Der Schock steigerte sich zur Empörung, als Bundesrat Kurt Furgler vor dem Parlament zum «Fall Jeanmaire» Stellung nahm – jener Furgler, der Jahre zuvor bei der Aufarbeitung des Mirage-Skandals brilliert hatte. Der Vorsteher des Justiz- und Polizeidepartements erklärte, der Ex-Brigadier habe «geheimste Unterlagen und Informationen» weitergeleitet. Für die Medien wurde Jean-Louis Jeanmaire danach endgültig zum «Jahrhundertverräter». Rufe nach der Todesstrafe wurden laut, der Baselbieter FDP-Nationalrat Karl Flubacher anerbot sich, gleich selber Hand anzulegen.

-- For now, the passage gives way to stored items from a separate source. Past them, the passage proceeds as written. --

PR #5690, opened 2024-01-08
chore: bump libz-sys crates to 1.1.13

ognevnydemon:
so `aarch64-pc-windows-gnullvm` will become buildable again

#### Description
update libz-sys deps

#### Motivation and Context
this is needed for supporting `aarch64-pc-windows-gnullvm` as it contains important fix

patch bumping, I don't think it's needed to be tested :)

#### Checklist:

that's surely not about deps...

### DIFF
--- a/Cargo.lock
+++ b/Cargo.lock
@@ -1770,9 +1770,9 @@ dependencies = [
 
 [[package]]
 name = "libz-ng-sys"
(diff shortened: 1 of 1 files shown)


davidkna (approved):

davidkna:
Thanks for the contribution!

So weit kam es nicht, doch die Strafe war happig. Im Juni 1977 verurteilte das Divisionsgericht 2 den «Verräter» nach dreitägiger Verhandlung hinter verschlossenen Türen zu 18 Jahren Zuchthaus, plus Degradierung und Ausschluss aus der Armee. Der Ankläger hatte nur 12 Jahre gefordert. Die mitangeklagte Ehefrau Marie-Louise wurde freigesprochen. 1988 wurde Jeanmaire wegen guter Führung vorzeitig entlassen. Der perfekt zweisprachige Bieler kündigte an, er werde um seine «vollständige Rehabilitierung» kämpfen, doch viel Zeit blieb ihm nicht mehr. 1992 starb Jean-Louis Jeanmaire mit 82 Jahren.

Hinweis kam von der CIA

Was wirklich geschehen war, blieb lange im Dunkeln. Der Historiker und ehemalige Bundeshausjournalist Jürg Schoch konnte als erster die Akten im Bundesarchiv einsehen. Vor zwei Jahren veröffentlichte er das Resultat seiner Recherchen in einem Buch mit dem Titel «Fall Jeanmaire, Fall Schweiz». Für Schoch steht fest, dass die Affäre nur im aufgeheizten Klima des Kalten Krieges möglich war. So weiss man nun, dass es die amerikanische CIA war, die 1974 den Schweizer Behörden den Hinweis gab, ein hoher Militär kooperiere mit den Sowjets.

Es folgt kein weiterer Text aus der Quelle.